» **The records**:

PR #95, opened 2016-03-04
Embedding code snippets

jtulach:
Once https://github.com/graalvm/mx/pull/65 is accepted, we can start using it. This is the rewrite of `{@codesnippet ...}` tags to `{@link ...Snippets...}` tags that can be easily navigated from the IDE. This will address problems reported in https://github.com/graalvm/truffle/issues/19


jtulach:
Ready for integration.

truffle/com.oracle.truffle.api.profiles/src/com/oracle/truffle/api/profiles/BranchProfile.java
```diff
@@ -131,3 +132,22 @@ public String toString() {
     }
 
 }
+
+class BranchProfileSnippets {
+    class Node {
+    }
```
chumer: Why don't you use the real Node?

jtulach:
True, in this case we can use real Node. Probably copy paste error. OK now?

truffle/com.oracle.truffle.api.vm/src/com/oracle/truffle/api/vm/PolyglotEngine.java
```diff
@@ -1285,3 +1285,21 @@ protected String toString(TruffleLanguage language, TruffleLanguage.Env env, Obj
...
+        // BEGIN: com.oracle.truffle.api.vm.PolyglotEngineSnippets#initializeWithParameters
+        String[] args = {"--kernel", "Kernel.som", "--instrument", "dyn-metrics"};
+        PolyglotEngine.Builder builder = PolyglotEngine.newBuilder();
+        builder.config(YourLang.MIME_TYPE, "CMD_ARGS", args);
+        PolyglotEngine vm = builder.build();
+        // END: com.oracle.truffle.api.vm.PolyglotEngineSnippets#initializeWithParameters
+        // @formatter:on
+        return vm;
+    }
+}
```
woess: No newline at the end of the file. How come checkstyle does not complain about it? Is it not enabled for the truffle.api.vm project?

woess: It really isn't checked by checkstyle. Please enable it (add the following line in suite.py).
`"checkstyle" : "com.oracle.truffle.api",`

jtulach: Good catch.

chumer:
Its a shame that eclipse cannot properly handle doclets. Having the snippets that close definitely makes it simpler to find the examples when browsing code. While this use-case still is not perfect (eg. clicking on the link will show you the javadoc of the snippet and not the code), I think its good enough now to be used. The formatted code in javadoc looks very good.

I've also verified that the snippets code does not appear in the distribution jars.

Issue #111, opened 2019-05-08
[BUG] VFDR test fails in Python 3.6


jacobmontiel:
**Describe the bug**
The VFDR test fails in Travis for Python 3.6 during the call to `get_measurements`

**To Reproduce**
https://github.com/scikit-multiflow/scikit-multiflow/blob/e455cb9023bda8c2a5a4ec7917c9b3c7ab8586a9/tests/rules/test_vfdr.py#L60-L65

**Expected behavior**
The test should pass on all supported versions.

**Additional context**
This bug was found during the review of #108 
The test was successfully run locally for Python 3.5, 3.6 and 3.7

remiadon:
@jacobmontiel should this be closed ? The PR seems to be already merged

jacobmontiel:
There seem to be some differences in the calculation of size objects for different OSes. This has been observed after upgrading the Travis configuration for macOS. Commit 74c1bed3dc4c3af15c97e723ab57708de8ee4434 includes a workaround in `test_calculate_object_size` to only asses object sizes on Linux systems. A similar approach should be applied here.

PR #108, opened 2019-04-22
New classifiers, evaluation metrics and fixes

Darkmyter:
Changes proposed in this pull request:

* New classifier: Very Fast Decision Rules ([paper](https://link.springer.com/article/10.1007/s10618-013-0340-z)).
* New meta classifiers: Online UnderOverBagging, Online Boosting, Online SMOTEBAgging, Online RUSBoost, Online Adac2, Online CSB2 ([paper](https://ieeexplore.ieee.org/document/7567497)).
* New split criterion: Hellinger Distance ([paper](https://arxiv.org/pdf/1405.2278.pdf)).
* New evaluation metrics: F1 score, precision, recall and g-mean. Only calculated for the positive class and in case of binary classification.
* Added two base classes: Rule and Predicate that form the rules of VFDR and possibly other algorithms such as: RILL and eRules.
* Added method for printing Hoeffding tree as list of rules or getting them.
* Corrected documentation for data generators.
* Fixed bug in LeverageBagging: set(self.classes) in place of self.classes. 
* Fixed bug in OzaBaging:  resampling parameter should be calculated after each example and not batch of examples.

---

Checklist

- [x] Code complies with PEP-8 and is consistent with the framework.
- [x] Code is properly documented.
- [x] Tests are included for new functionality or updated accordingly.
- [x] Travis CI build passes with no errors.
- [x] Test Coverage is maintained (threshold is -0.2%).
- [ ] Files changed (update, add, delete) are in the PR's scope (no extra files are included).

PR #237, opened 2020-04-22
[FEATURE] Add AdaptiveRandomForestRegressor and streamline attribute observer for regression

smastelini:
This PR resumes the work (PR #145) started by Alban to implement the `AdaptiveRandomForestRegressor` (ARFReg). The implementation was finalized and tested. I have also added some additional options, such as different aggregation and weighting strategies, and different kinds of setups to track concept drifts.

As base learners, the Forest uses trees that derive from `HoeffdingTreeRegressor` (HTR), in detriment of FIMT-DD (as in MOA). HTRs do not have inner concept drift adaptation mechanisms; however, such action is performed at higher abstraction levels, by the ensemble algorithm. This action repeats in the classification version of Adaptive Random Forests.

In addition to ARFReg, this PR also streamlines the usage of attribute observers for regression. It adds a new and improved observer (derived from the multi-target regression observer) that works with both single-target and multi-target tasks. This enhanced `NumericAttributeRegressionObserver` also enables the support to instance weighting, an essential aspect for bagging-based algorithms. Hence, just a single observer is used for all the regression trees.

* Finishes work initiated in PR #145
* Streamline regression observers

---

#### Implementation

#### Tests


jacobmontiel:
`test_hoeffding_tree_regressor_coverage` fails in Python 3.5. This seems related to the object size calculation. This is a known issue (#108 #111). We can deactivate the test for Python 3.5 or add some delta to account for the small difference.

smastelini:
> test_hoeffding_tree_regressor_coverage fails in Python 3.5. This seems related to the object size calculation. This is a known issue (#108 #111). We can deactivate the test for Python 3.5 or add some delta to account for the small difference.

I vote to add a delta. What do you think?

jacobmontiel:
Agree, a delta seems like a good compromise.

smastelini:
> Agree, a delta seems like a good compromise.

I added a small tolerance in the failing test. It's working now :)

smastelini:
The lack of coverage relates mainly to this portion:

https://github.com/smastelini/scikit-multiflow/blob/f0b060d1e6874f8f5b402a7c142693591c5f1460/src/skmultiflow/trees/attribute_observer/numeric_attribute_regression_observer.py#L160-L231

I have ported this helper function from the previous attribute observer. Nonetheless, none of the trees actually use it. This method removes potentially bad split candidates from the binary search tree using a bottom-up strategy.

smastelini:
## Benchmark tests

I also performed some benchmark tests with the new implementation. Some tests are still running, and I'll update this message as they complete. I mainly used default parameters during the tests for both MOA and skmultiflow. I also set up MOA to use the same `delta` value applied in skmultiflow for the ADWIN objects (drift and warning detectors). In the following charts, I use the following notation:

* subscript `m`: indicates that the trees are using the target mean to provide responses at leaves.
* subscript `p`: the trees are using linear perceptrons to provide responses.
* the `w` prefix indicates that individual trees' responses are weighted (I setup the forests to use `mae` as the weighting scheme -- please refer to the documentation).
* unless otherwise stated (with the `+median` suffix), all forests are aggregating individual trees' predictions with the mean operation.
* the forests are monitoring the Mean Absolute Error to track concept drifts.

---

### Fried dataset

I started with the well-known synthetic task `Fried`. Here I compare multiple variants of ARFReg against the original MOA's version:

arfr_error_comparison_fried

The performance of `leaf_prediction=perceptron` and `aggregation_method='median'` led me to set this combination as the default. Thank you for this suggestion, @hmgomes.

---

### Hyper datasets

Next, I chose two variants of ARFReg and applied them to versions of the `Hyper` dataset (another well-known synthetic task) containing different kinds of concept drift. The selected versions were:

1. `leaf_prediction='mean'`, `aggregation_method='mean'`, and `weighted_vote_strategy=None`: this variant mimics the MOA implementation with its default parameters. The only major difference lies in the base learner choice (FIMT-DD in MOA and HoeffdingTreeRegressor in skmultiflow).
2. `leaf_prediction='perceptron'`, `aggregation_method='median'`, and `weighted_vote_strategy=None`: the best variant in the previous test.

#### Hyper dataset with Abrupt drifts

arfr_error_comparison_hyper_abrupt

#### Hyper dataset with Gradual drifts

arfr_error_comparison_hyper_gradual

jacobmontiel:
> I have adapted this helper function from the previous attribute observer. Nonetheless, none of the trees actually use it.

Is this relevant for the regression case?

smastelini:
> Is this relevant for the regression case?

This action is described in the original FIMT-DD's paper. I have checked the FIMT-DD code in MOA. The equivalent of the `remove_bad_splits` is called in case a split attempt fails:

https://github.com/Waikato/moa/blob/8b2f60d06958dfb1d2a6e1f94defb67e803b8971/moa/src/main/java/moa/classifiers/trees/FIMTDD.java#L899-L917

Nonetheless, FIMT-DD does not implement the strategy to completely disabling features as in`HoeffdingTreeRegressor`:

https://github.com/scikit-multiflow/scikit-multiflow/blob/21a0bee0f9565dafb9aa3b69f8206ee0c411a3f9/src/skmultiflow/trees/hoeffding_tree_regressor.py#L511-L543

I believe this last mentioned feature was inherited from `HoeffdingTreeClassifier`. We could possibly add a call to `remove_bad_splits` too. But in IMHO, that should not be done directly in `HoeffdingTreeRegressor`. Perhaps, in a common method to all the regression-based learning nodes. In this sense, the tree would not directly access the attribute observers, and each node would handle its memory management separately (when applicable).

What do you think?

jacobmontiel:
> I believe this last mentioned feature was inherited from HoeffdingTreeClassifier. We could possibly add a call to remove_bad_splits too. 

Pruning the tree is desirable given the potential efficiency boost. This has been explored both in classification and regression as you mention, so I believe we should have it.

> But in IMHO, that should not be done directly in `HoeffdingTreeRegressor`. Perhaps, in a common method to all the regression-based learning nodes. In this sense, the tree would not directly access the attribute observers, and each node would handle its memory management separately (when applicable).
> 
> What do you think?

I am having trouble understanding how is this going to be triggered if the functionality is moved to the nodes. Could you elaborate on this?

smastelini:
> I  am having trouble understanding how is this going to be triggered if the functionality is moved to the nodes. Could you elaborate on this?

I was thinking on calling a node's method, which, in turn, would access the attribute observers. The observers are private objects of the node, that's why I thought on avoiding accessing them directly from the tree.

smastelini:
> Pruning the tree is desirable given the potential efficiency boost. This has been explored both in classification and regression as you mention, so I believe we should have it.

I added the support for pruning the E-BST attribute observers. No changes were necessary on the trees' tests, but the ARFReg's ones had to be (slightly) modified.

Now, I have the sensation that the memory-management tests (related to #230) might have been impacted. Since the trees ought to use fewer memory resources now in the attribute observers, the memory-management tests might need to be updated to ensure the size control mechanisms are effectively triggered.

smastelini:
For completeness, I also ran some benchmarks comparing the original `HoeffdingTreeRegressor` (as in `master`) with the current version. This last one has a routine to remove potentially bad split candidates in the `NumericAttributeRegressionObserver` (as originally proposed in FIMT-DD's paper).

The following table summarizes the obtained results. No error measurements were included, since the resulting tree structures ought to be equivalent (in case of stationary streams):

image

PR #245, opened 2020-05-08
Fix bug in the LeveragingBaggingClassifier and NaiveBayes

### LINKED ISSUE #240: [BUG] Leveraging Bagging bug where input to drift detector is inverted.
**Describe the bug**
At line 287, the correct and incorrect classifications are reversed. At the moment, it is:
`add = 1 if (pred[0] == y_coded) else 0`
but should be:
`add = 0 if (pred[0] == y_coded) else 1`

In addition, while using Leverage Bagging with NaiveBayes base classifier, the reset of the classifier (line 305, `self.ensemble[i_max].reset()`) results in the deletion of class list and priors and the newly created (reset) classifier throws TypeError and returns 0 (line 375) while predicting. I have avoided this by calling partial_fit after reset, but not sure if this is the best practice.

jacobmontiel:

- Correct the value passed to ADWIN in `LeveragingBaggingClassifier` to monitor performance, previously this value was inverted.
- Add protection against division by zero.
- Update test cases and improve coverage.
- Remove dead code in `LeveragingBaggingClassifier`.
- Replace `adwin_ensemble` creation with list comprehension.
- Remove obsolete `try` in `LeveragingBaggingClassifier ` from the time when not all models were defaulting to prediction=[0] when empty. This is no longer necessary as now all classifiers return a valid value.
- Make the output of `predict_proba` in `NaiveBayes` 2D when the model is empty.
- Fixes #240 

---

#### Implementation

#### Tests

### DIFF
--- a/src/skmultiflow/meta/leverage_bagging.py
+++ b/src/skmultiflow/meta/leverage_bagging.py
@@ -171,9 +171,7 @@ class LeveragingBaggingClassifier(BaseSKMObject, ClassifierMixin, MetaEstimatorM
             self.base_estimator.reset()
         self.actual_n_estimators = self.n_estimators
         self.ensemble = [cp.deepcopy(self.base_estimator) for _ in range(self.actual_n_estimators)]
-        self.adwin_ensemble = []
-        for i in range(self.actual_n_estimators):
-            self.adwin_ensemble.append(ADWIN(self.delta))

» **Required action**:
From the material above, copy exactly the lines between the line holding "[BUG] VFDR test fails in Python 3.6" and the line holding "This bug was found during the review of #108", inclusive, and only those.

» **Response for this exercise**:
[BUG] VFDR test fails in Python 3.6


jacobmontiel:
**Describe the bug**
The VFDR test fails in Travis for Python 3.6 during the call to `get_measurements`

**To Reproduce**
https://github.com/scikit-multiflow/scikit-multiflow/blob/e455cb9023bda8c2a5a4ec7917c9b3c7ab8586a9/tests/rules/test_vfdr.py#L60-L65

**Expected behavior**
The test should pass on all supported versions.

**Additional context**
This bug was found during the review of #108 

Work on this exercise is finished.